• [What you will do]:
Go through the data below. List every line that holds the word "virtio".

• [Extracted material]:
PR #705, opened 2023-12-21
WIP [NeonVM] virtio-mem for VM memory management

cicdteam:
### this PR:
- add ability to use virtio-mem device for VM memory management

### how to specify memory in VM psec

old way
```yaml
spec:
  guest:
    memorySlotSize: 1Gi
    memorySlots:
      min: 1
      max: 4
      use: 2
```

new (virtio-mem) way
```yaml
spec:
  guest:
    memory:
      min: 1Gi
      max: 4Gi
      use: 2Gi
```
 > [!NOTE]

• [Result of the task]:
WIP [NeonVM] virtio-mem for VM memory management
- add ability to use virtio-mem device for VM memory management
new (virtio-mem) way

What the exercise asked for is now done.